BRUSSELS (Reuters) - Belgian telecoms operator Belgacom launched a commercial high-speed mobile network in Brussels On Tuesday, ending months of regulatory wrangling which left the Belgian and European capital without fast data access.
A new law that take effect in March eases environmental rules regulating radio emissions in the capital. The rules were among the strictest in the world and made the roll-out of fourth generation (4G) mobile services impossible.
Not being able to tap the lucrative Brussels market, which with its many European institutions and corporate headquarters generates about 25 percent of the data traffic in the country, was a major brake on the 4G ambitions of the mobile providers.
“Brussels is very important for us as there are 1.1 million inhabitants and 300,000 commuters, the European institutions and NATO, and having 4G here is very important,” Belgacom Chief Executive Dominique Leroy told a news conference in Brussels.

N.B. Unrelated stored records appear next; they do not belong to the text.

PR #10216, opened 2023-09-25
[TS SDK V2] Add Indexer account queries

0xmaayan:
### Description
Add indexer account queries. Since it is the first PR that adds Indexer queries into sdk v2, this PR includes the structure and design for handling Indexer/graphql queries.

In sdk_v2 we use generation tool to generate types based on graphql schema. Then we use custom types derived from the generated types to provide a better developer experience and to reduce the final package size.

Generation flow:
1. Write gql query in .graphql files - that should help with syntax, format and support future types of operations like subscription, mutation, etc.
2. run `pnpm run indexer-codegen`
3. Generate types and ts consts based on the .graphql queries. 
4. Use the ts consts as the query in the code and the types as the return and query operation types (such as orderBy, in the future filtering)

Note that we have 2 kinds of response types.
1. Generated types for when the sdk queries graphql. In this flow, the response we are getting back includes some top level keys (like `current_token_ownerships_v2`) - this is by the api design. therefore the query type would look like
```
export type GetAccountCoinsCountQuery = { 
current_fungible_asset_balances_aggregate: { 
 aggregate?: { 
  count: number } | null 
 } 
};
```
5. Custom response types for when the developer/user calls an sdk api function. In this flow, the function executes the actual graphql query (from step 1) and to support good dev exp, the return function type would be a more friendly type
```
export type GetAccountCoinsCountQueryResponse = GetAccountCoinsCountQuery["current_fungible_asset_balances_aggregate"]
```
That way, the end user only gets the actual data and adds support to `orderBy` the type keys (with IDE autocomplete support) by the values supported in Hasura Indexer

Screenshot 2023-09-25 at 3 46 11 PM

Screenshot 2023-09-25 at 3 46 19 PM

--------

We only export the actual types we use in the SDK (mentioned above) to keep the package build size small.

-------- 
NOTE: indexer api design is expected to change in the future and we would probably end up doing some refactoring.

### Test Plan
tested locally, but since indexer doesnt have a local development env, we need to submit some transaction during tests and thats can only be done once we have transaction submission support in sdk v2


ecosystem/typescript/sdk_v2/src/types/index.ts
```diff
@@ -83,6 +85,7 @@ export type AptosRequest = {
   params?: Record<string, string | AnyNumber | boolean | undefined>;
   originMethod?: string;
   overrides?: ClientConfig;
+  isIndexer?: boolean;
```
gregnazario, line 88: We may want an enum type rather than `isIndexer` to allow for future adaptability

ecosystem/typescript/sdk_v2/src/internal/queries/getAccountTransactionAcount.ts
gregnazario, line 1: File is misspelled

ecosystem/typescript/sdk_v2/src/internal/queries/getAccountTokensAcount.ts
gregnazario, line 1: Also, misspelled

ecosystem/typescript/sdk_v2/src/internal/queries/getAccountOwnedTokensByTokenData.ts
gregnazario, line 1: Curious since I'm not a TS developer natively.

Are the file names usually `PascalCase` or `camelCase` to match the constant which is `PascalCase`?

ecosystem/typescript/sdk_v2/src/internal/account.ts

Belgacom’s 4G network will initially only cover the Brussels suburbs. A full roll-out of the fast networks, which offer speeds some four times faster than current technology, will start once the new law is in place and will take until the end of 2015 to complete.
KPN’s BASE, the only Belgian operator apart from Belgacom with a commercial 4G network in place, was not available to comment on when it would launch services in the capital.
Mobistar, Belgium’s second largest mobile phone operator, has not yet launched a commercial 4G network.
4G services enable ultra-fast mobile data traffic, allowing users for example to watch television on smartphones, tablets or laptops at a quality similar to that of a fixed line.